IG Lombard – Peter Stütz antwortet uns auf Presseanfrage

Sehr geehrter Herr Bremer,

zu Ihrer Email vom heutigen Tage möchte ich wie folgt Stellung nehmen:

Ich und weitere 5 Kollegen haben die IG sowohl als Anleger und / oder auch als Vermittler gegründet. Ich bin selbst mit einem hohen Betrag am Lombard Classic 2 beteiligt und wie ich es auch in meinem Anschreiben zum Ausdruck gebracht habe, besorgt über die Entwicklung der letzten Monate. Ferner habe ich die Anlage auch meinen Kunden beraten, denen ich mich verpflichtet fühle. Das von Ihnen angesprochene „Eingeständnis“ einer eigenen Haftung („Selbstschutz“) weise ich ausdrücklich zurück. Ich habe die Beteiligungen stets nach bestem Wissen und Gewissen meinen Kunden empfohlen. Ich empfinde es als nicht verwerflich, mich für meine Mandanten auch dann einzusetzen, wenn es mal nicht „glatt“ läuft. Die Kanzlei Klumpe habe ich gebeten, mich bei der Gründung der IG anwaltlich zu beraten. Die Kanzlei ist mir aus meiner langjährigen Tätigkeit in der Branche gut bekannt.

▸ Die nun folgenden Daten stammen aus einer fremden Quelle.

PR #855, opened 2026-08-21
fix(deploy): stop shipping dev-only files, and assert the deploy payload in CI

JohnRDOrazio:
Four tracked dev-only files were being deployed, and all four were publicly readable:

| URL | status |
|---|---|
| `/api/dev/phpstan-baseline.neon` | 200, 9337 b |
| `/api/dev/.coderabbit.yaml` | 200, 3422 b |
| `/api/dev/.redocly.lint-ignore.yaml` | 200, 1834 b |
| `/api/dev/authz/openfga-expectations.json` | 200, 883 b |

**Nothing sensitive is exposed.** `.env`, `.git/config` and `logs/` all correctly return 404, and no credentials are involved — `admin.pat`/`login-client.pat` are untracked, so they never reach the runner. The baseline is the most informative of the four, naming internal file paths and the text of every suppressed error.

## Why it happened

`rsync-exclude.txt` already listed `phpstan.neon` and `phpstan.neon.dist` — but not `phpstan-baseline.neon`, a third file in the same family. `authz/` was never listed at all. The other two are recent additions that post-date the last review of the list; `.coderabbit.yaml` shipped **within hours** of being committed in #847.

That pattern is the actual defect. The exclude list is a **denylist**, so every new dev-only file has to be remembered, and the docroot layout means forgetting one publishes it. Adding four lines fixes today's leak and leaves the next one to chance.

## The fix

**1. The four exclusions**, each with its reason recorded inline.

**2. `.github/deploy/check-deploy-payload.sh`** — enumerates what rsync would transfer, intersects it with `git ls-files` (a deploy runs from a fresh checkout, so untracked scratch files are irrelevant), and asserts the top-level entries against an **allowlist** of runtime paths:

```
src  jsondata  i18n  public  scripts  bin
composer.json  doctrine-migrations.php  .env.example
```

Each carries its justification — e.g. `composer.json` because `Router::findProjectRoot()` uses it as a root marker, `bin/` because `reconcile-outbox` is invoked server-side by systemd/cron. A new dev-only file now fails CI instead of reaching the web; adding a genuinely new runtime path is a deliberate one-line edit.

**3. Wired in twice** — a `deploy_payload` job in `main.yml` gating every PR, and a pre-flight in `deploy.yaml` before rsync, because a deploy can run from a tag or a hand-picked branch that never went through CI.

## Verification

Mutation-tested in both directions. With the exclusions reverted, the guard names all four:

```
::error::Deploy payload contains tracked entries that are not runtime files.
  unexpected: .coderabbit.yaml
  unexpected: .redocly.lint-ignore.yaml
  unexpected: authz
      authz/openfga-expectations.json
  unexpected: phpstan-baseline.neon
```

Removing only `phpstan-baseline.neon` from the list makes it name that one. With the fix applied: `Deploy payload OK: only runtime entries would ship.` Both workflow files re-parse as valid YAML.

## ⚠️ Manual cleanup still required

**Merging this does not remove the files already on the server.** Excluded paths are also protected from `--delete` — the gotcha documented at the top of `rsync-exclude.txt` — so this stops them being re-sent but fossilizes the existing copies.

They must be deleted by hand on both deploy paths:

```
rm -f  <app>/dev/phpstan-baseline.neon <app>/dev/.coderabbit.yaml <app>/dev/.redocly.lint-ignore.yaml
rm -rf <app>/dev/authz
# and the same under the production vN/ path for any that are present there
```

**Do not use `--delete-excluded`** to do this: it would wipe `.env.production`, `logs/` and `cache/`.

## The mechanism (corrected)

An earlier revision of this description said the vhost docroot is the application root. **That is wrong.** The API is served as a folder under the *frontend* docroot, via this nginx directive on the frontend domain:

```nginx
location ~ ^/api/(dev|v[3-9])(/.*)?$ {
    # If the requested file exists, serve it
    # Otherwise, route everything to the front controller
    try_files $uri /api/$1/public/index.php$is_args$args;
}
```

`try_files $uri` is the exposure: **any file physically present under `/api/{dev,vN}/` is matched by `$uri` and served straight off disk, before the front controller ever sees the request.** That is precisely why `phpstan-baseline.neon` was fetchable — it existed, so nginx served it.

PHP is not disclosed: `vendor/autoload.php` returns 200 with an empty body and `public/LitCalTestServer.php` returns 500, so `.php` under the API dir is executed rather than dumped as source. Non-PHP files are served raw.

## The durable fix is one line of nginx

Map requests into `public/` instead of the application root:

```nginx
location ~ ^/api/(dev|v[3-9])(/.*)?$ {
    try_files /api/$1/public$2 /api/$1/public/index.php$is_args$args;
}
```

With that, `/api/dev/phpstan-baseline.neon` resolves against `/api/dev/public/phpstan-baseline.neon`, which does not exist, and falls through to the front controller — the API's own 404. **The entire class of leak becomes impossible regardless of what the deploy ships**, and arbitrary non-entrypoint PHP under the app root (`vendor/autoload.php` and friends) stops being directly executable.

Only `index.php` and `LitCalTestServer.php` ship into `public/`, so nothing legitimate is lost; `LitCalTestServer.php` simply moves from `/api/dev/public/LitCalTestServer.php` to `/api/dev/LitCalTestServer.php`.

One consequence worth deciding on: `public/engineCache/` would become reachable as `/api/dev/engineCache/...`. It is already directly servable today at its longer path, so this is not new exposure — and the contents are computed calendars that the API serves publicly anyway — but if you would rather it were not addressable at all, add a `location ~ ^/api/(dev|v[3-9])/engineCache/ { return 404; }` alongside.

**This PR is still worth merging with that change**, not instead of it: the guard keeps dev-only files off the server in the first place, which matters for anything that reads the deployed directory outside nginx (backups, greps, an operator browsing the tree), and it is the only half that lives in this repo.

## Summary by CodeRabbit

* **Bug Fixes**
  * Improved deployment validation to detect unexpected files before release.
  * Prevented development, testing, and authorisation-related files from being included in deployed packages.

* **Chores**
  * Added automated checks to confirm deployment payloads contain only approved runtime files.
  * Deployment now reports invalid payload contents and stops safely when issues are found.

### DIFF
--- a/.github/deploy/check-deploy-payload.sh
+++ b/.github/deploy/check-deploy-payload.sh
@@ -3,11 +3,19 @@
 # Fail if a deploy would ship a tracked file that is not part of the runtime
 # payload (#deploy-hygiene).
 #
-# Why this exists: the vhost docroot is the *application root*, not public/,
-# so every deployed file is readable over HTTP. rsync-exclude.txt is a
-# denylist, which means each new dev-only file at the repo root has to be
-# remembered — and twice it was not (phpstan-baseline.neon, .coderabbit.yaml),
-# both of which ended up publicly fetchable.
+# Why this exists: the API is served as a folder under the *frontend* docroot,
+# and the nginx location for it resolves `try_files $uri ...` — so any file
+# physically present under /api/{dev,vN}/ is served straight off disk before the
+# front controller sees the request. rsync-exclude.txt is a denylist, which means
+# each new dev-only file at the repo root has to be remembered — and twice it was
+# not (phpstan-baseline.neon, .coderabbit.yaml), both of which ended up publicly
+# fetchable.
+#
+# The nginx side has since been narrowed to map into public/ rather than the app
+# root, which makes the whole class unreachable over HTTP. This check is still
+# worth keeping: it stops the files reaching the server at all, which matters for
+# anything reading the deployed tree outside nginx (backups, an operator grepping
+# around), and it is the half that lives in this repo.
 #
 # This flips the guarantee: the payload is checked against an ALLOWlist of
 # top-level entries. A new dev-only file fails CI instead of reaching the web.
--- a/.github/deploy/check-deploy-payload.sh
+++ b/.github/deploy/check-deploy-payload.sh
@@ -1,0 +1,72 @@
+#!/usr/bin/env bash
+#
+# Fail if a deploy would ship a tracked file that is not part of the runtime
+# payload (#deploy-hygiene).
+#
+# Why this exists: the vhost docroot is the *application root*, not public/,
+# so every deployed file is readable over HTTP. rsync-exclude.txt is a
+# denylist, which means each new dev-only file at the repo root has to be
+# remembered — and twice it was not (phpstan-baseline.neon, .coderabbit.yaml),
+# both of which ended up publicly fetchable.
+#
+# This flips the guarantee: the payload is checked against an ALLOWlist of
+# top-level entries. A new dev-only file fails CI instead of reaching the web.
+# Adding a genuinely new runtime path is a deliberate one-line edit here.
+#
+# Only git-tracked files are considered: a deploy runs from a fresh checkout,
+# so untracked local scratch files are never on the runner.
+set -euo pipefail
+
+cd "$(dirname "$0")/../.."
+
+# Top-level entries that legitimately ship. Keep the justification with each.
+ALLOWED=(
+  "src"                     # the application
+  "jsondata"                # calendar source data + schemas
+  "i18n"                    # compiled translations
+  "public"                  # front controller + assets
+  "scripts"                 # operational scripts run ON the server (RBAC runbook)
+  "bin"                     # reconcile-outbox: systemd/cron server-side CLI
+  "composer.json"           # Router::findProjectRoot() uses it as a root marker
+  "doctrine-migrations.php" # read by MigrateHandler via PhpFile
+  ".env.example"            # deliberately shipped so admins can diff against .env.production
+)
+
+tmp="$(mktemp -d)"
+trap 'rm -rf "$tmp"' EXIT
+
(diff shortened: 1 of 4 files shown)


JohnRDOrazio:
@coderabbitai review

JohnRDOrazio:
@coderabbitai review

JohnRDOrazio:
Applied (`1f1fac40`).

Valid, and the repo already had the precedent I failed to follow: `jsondata_lint` in the same file is scoped to `permissions: contents: read` and checks out with `persist-credentials: false`, with a comment explaining both. `deploy_payload` does the same kind of work — it only reads the tree and enumerates what rsync would transfer, writing nothing and calling no API — so there was no reason for it to run with the default token scope.

## Also in this push: a factual correction to my own comments

Two comments I wrote (in `main.yml` and at the head of `check-deploy-payload.sh`) said *"the vhost docroot is the application root, not public/"*. **That is wrong**, and it has since been established:

The API is served as a folder under the **frontend** docroot, and the nginx location for it resolves

```nginx
location ~ ^/api/(dev|v[3-9])(/.*)?$ {
    try_files $uri /api/$1/public/index.php$is_args$args;
}
```

`try_files $uri` is the exposure — any file physically present under `/api/{dev,vN}/` is served straight off disk before the front controller sees the request. Same outcome, different cause, and the wrong cause would have sent the next reader to the wrong config file.

The script header now also records that the nginx side has since been narrowed to map into `public/`, which makes the whole class unreachable over HTTP, and why this check still earns its place: it stops the files reaching the server at all, which matters for anything reading the deployed tree outside nginx (backups, an operator grepping around), and it is the half that lives in this repo.

## Verification

- `bash -n` clean; the guard still reports `Deploy payload OK: only runtime entries would ship.`
- `main.yml` re-parses as YAML with `deploy_payload.permissions = {contents: read}` and `persist-credentials: false` on the checkout step.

Den Vorwurf der „Mandantenfängerei“ weise ich ebenfalls zurück. Ziel der IG ist es, die bisherigen Geschäftsvorgänge zu überprüfen und die Interessen der Anleger bei der Abwicklung der Fonds wahrzunehmen. Hierfür bedürfen wir natürlich auch einer anwaltlichen Beratung. Auf keinen Fall wird die IG aber ihre Mitglieder dazu aufrufen, der Kanzlei Klumpe / Herrn Rechtsanwalt Dr. Sieprath ein Mandat zu erteilen. Die weiteren Ziele und sonstigen Argumente und Hinweise entnehmen Sie bitte meinem Schreiben, die Ihnen ja vorliegen.

Das Anschreiben habe ich über mein Büro versandt, d.h. meine Firma hat sämtliche Kosten getragen. Im Übrigen teile ich mit, dass ich – abgesehen von einigen Vermittlern – ausschließlich nur meine eigenen Kunden angeschrieben habe und entgegen Ihrer Annahme keine „fremden“ Adressen verwendet habe. Warum dies ein Fall für den „Datenschutzbeauftragten“ sein sollte, kann ich nicht erkennen.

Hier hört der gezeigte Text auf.